__WHAT YOU NEED TO DO__. Looking at the records below, count how many lines contain the string "make". Give that number alone.

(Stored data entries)
________

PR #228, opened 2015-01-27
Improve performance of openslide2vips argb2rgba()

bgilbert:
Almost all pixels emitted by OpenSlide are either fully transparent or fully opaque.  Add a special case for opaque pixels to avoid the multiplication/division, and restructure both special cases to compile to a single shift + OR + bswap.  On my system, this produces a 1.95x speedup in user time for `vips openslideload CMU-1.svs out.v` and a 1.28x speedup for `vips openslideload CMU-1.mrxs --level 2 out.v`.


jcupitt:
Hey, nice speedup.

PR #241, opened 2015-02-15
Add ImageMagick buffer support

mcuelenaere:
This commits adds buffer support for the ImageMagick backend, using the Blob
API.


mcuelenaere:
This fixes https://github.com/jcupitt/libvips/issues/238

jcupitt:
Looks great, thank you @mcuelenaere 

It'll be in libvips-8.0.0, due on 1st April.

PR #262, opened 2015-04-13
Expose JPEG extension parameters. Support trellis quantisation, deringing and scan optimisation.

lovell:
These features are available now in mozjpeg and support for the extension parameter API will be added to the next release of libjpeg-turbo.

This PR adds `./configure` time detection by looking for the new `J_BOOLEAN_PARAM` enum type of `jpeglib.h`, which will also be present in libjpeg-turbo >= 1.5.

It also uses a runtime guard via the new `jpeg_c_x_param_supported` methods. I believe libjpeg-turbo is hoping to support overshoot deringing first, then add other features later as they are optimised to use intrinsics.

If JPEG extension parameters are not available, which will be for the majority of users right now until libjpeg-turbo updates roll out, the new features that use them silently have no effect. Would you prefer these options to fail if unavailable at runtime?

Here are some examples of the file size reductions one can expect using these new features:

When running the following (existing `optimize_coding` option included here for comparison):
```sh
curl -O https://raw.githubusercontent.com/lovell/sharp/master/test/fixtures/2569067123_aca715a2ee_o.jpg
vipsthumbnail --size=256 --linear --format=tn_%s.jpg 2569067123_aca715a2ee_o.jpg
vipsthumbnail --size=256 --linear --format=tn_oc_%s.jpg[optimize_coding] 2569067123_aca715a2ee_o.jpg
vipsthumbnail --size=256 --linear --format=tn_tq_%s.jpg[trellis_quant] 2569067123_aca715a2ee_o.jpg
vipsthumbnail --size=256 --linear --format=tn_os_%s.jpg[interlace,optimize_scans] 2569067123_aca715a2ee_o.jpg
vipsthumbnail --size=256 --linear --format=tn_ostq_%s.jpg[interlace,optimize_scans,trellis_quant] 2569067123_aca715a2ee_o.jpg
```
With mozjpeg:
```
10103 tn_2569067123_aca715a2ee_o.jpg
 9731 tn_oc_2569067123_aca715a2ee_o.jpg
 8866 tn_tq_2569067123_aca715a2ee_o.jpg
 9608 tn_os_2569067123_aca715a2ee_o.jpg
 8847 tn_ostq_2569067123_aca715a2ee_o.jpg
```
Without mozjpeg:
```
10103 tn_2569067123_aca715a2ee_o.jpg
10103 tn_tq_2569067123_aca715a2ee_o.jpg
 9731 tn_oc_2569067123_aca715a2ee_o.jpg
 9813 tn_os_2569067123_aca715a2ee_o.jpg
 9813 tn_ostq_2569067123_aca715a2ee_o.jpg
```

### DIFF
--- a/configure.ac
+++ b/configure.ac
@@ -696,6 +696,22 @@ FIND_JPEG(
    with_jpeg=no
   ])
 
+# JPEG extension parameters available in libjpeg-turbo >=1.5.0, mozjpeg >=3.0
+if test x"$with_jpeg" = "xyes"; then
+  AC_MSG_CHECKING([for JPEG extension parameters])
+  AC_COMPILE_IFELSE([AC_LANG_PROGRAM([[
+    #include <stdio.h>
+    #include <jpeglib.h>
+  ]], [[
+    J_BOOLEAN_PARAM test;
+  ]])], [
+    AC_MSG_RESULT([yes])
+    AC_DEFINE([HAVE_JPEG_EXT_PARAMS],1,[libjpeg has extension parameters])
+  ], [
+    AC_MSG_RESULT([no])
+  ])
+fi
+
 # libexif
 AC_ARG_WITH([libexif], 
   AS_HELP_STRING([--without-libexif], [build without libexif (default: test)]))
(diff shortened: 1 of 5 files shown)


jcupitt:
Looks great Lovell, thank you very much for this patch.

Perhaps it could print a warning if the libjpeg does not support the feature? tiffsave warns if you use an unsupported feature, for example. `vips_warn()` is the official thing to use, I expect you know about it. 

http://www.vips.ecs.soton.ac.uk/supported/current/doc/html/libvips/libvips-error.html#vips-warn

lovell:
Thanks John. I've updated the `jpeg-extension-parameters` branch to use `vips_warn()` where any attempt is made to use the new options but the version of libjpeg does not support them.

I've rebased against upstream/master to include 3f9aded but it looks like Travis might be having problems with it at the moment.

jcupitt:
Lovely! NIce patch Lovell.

________

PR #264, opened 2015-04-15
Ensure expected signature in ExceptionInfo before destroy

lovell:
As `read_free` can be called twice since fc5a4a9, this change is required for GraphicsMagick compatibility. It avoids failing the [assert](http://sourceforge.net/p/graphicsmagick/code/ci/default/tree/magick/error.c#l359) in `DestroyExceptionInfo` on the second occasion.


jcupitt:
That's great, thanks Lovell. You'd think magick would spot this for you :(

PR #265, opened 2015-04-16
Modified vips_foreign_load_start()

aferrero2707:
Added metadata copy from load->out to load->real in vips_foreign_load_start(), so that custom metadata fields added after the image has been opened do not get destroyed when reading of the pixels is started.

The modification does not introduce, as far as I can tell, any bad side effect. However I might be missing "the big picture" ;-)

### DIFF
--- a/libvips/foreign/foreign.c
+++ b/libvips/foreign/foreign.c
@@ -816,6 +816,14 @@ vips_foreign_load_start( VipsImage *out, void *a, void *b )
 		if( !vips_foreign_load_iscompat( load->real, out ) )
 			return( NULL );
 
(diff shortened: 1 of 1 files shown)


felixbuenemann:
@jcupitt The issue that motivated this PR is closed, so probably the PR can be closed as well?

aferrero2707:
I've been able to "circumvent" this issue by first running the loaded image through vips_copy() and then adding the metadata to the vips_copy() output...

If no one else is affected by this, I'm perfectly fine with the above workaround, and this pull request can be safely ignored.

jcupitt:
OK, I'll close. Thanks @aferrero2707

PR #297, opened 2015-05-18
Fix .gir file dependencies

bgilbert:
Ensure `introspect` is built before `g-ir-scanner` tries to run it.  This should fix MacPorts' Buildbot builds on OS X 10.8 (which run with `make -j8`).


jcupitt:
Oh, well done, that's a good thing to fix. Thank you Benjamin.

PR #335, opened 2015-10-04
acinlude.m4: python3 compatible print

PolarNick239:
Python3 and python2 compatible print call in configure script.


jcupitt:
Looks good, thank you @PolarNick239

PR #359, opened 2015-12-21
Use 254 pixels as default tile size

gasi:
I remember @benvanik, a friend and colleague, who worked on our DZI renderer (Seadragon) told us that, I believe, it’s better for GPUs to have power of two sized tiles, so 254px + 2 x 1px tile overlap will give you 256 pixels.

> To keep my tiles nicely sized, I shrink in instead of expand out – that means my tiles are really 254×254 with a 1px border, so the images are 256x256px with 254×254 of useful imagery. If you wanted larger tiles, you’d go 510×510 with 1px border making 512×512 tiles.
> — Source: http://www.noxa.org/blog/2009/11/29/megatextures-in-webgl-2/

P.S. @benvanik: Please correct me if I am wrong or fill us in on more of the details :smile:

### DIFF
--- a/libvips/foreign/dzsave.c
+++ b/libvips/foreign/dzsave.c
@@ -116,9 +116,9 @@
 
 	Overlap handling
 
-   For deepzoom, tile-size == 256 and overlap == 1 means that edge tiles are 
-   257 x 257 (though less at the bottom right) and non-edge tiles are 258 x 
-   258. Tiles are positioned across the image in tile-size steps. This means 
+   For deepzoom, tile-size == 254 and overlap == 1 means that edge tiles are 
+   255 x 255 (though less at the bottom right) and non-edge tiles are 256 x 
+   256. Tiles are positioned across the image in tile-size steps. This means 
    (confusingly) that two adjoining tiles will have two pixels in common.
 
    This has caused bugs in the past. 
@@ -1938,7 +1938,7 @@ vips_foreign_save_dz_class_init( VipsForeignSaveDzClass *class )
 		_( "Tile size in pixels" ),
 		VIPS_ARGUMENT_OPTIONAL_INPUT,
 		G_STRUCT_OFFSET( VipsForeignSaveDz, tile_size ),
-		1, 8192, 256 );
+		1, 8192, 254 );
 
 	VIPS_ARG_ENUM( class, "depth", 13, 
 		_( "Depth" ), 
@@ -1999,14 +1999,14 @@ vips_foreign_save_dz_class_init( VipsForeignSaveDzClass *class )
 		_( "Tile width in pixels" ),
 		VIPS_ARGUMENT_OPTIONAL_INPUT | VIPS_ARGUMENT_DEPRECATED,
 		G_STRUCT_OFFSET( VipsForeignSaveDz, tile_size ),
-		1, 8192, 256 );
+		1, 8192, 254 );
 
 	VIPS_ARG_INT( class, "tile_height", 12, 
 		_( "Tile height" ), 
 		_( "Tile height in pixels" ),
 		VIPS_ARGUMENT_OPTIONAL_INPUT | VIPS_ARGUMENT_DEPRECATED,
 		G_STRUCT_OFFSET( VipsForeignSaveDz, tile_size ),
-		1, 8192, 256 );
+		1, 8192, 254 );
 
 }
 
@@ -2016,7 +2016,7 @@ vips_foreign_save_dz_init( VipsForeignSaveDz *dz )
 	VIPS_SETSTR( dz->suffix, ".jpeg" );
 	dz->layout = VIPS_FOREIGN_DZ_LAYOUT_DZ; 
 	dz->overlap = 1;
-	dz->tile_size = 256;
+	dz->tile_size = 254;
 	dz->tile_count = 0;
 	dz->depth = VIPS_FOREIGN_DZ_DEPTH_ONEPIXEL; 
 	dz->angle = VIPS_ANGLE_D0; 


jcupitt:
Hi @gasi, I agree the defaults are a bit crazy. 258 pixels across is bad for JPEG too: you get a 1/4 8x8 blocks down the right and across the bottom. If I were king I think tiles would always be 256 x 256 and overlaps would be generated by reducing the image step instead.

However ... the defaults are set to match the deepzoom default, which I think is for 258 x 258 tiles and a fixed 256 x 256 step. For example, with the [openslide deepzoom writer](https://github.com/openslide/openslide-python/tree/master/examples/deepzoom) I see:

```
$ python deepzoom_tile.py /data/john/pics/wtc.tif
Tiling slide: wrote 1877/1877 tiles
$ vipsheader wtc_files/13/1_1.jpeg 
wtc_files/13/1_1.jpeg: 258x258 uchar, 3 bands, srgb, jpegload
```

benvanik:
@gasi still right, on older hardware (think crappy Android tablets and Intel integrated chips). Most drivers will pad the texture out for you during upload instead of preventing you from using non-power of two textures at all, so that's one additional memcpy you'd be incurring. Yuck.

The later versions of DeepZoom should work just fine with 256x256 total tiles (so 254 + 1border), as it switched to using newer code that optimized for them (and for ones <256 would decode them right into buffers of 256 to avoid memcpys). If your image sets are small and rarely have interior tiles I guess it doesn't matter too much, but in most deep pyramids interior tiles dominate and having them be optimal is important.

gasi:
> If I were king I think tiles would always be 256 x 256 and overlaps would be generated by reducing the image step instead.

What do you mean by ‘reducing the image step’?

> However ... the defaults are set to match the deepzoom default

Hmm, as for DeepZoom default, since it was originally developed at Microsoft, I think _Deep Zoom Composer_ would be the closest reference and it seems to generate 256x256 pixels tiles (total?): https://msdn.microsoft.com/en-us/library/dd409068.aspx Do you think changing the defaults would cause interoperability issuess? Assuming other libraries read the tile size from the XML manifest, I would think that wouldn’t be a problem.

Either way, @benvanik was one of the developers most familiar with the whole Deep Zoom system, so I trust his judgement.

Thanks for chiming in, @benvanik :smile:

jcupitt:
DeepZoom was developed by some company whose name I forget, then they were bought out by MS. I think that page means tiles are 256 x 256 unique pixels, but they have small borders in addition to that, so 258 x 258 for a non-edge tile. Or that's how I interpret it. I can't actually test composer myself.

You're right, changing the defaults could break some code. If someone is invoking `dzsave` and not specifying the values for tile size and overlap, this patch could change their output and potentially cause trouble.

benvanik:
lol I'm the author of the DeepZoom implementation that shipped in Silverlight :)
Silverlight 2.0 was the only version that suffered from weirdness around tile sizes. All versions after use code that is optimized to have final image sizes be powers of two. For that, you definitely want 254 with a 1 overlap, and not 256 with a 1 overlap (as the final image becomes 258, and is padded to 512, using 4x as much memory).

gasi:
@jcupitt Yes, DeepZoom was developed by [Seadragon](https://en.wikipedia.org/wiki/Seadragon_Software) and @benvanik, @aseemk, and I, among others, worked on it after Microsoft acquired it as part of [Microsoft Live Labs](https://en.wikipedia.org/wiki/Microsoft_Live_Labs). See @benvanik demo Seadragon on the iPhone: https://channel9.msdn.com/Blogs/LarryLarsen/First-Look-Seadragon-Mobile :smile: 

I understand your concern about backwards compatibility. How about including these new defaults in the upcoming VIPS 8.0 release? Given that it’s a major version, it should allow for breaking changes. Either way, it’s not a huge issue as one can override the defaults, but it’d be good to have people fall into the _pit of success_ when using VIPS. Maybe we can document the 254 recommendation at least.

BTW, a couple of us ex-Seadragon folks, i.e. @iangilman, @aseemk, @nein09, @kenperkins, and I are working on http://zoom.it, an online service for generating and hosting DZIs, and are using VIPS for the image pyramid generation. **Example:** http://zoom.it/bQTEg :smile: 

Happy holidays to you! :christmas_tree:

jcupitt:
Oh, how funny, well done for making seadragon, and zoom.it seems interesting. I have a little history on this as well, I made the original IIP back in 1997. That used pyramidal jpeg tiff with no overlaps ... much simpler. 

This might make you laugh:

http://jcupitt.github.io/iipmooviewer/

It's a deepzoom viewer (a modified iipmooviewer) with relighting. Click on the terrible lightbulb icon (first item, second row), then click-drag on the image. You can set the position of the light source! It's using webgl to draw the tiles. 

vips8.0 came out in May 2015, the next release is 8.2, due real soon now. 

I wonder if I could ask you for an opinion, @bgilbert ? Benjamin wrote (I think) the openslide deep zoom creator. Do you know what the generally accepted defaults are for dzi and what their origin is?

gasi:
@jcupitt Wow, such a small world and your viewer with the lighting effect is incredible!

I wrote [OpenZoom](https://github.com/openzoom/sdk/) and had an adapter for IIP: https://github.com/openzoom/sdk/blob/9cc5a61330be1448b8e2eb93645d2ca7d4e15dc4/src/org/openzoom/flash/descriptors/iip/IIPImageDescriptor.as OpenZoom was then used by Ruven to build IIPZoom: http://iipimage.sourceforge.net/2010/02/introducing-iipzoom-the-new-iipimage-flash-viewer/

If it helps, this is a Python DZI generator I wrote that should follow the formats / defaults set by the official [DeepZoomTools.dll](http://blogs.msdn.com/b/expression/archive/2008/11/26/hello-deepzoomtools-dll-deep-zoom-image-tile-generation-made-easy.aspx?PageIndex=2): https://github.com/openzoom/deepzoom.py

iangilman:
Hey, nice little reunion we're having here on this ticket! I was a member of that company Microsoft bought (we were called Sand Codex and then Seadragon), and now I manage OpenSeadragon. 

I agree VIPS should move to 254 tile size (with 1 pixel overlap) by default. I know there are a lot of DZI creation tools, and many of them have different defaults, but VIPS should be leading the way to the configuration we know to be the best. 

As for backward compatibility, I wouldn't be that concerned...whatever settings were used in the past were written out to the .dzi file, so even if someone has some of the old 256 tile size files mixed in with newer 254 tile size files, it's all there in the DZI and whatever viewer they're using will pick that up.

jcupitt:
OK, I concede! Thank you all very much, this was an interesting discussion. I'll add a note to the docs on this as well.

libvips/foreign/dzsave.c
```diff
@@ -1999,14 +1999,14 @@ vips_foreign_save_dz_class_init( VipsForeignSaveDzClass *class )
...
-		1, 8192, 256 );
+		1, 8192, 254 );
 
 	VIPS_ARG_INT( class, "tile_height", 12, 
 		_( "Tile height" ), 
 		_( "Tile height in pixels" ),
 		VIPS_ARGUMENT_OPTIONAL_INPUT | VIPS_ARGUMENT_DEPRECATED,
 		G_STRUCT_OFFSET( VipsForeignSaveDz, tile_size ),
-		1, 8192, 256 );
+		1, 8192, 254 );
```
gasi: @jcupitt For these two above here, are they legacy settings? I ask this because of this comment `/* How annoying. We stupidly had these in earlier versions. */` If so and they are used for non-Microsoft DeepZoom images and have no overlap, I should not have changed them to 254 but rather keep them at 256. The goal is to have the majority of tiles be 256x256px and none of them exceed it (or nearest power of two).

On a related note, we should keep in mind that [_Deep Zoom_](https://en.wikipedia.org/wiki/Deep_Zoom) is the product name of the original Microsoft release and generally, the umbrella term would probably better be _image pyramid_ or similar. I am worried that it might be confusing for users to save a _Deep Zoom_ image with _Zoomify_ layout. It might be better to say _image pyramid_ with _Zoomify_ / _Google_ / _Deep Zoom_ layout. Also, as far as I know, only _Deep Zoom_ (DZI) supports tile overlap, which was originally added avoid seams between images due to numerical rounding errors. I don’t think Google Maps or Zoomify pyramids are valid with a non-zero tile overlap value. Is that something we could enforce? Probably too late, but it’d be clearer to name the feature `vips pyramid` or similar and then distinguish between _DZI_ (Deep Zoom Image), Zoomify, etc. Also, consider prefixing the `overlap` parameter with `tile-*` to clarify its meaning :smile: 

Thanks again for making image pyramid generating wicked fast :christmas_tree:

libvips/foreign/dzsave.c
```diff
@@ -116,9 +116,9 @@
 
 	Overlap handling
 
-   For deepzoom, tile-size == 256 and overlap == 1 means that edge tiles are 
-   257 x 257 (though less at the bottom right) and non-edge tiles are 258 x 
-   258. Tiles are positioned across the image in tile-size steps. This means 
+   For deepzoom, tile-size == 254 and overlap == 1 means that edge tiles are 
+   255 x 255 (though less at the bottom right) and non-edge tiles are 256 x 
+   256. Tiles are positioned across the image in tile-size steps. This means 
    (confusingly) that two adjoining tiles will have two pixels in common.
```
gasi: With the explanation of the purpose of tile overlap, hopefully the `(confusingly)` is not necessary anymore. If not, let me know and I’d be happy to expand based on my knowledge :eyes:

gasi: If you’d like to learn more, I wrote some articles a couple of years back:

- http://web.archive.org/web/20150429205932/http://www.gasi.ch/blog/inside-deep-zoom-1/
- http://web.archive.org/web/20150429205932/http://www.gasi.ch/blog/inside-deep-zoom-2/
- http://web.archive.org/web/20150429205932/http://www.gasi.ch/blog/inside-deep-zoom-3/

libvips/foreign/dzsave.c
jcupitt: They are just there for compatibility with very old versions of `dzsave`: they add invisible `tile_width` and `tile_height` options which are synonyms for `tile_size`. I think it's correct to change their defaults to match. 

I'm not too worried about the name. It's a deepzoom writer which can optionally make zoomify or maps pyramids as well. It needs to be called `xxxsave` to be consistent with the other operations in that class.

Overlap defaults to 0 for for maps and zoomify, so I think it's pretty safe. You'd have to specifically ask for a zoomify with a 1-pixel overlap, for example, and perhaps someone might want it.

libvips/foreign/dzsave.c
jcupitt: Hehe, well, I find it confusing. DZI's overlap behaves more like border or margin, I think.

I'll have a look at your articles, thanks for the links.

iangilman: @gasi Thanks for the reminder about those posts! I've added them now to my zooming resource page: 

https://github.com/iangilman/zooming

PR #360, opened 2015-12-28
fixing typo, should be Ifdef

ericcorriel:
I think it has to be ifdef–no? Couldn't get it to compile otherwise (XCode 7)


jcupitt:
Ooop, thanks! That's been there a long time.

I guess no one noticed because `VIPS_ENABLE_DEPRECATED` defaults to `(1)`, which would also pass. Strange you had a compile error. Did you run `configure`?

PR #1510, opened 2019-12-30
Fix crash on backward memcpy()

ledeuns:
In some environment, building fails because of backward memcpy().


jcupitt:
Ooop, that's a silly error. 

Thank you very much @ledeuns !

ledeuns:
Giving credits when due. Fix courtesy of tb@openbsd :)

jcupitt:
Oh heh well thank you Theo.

________

__ANSWER TO THE EXERCISE__. 3